**Problem requirements**
Return all entries below exactly. Skip nothing.

Excerpts from a dataset
____
PR #1372, opened 2020-06-02
Initialize conditions in preprocess

whaught:
Initialize conditions in preprocess

This is an oft-repeated piece of code that we have in reconcilers. We should ensure conditions are initialized before we reconcile.

### DIFF
--- a/reconciler/reconcile_common.go
+++ b/reconciler/reconcile_common.go
@@ -32,6 +32,8 @@ func PreProcessReconcile(ctx context.Context, resource duckv1.KRShaped) {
____
**Exercise result**
PR #1372, opened 2020-06-02
Initialize conditions in preprocess

whaught:
Initialize conditions in preprocess

This is an oft-repeated piece of code that we have in reconcilers. We should ensure conditions are initialized before we reconcile.

### DIFF
--- a/reconciler/reconcile_common.go
+++ b/reconciler/reconcile_common.go
@@ -32,6 +32,8 @@ func PreProcessReconcile(ctx context.Context, resource duckv1.KRShaped) {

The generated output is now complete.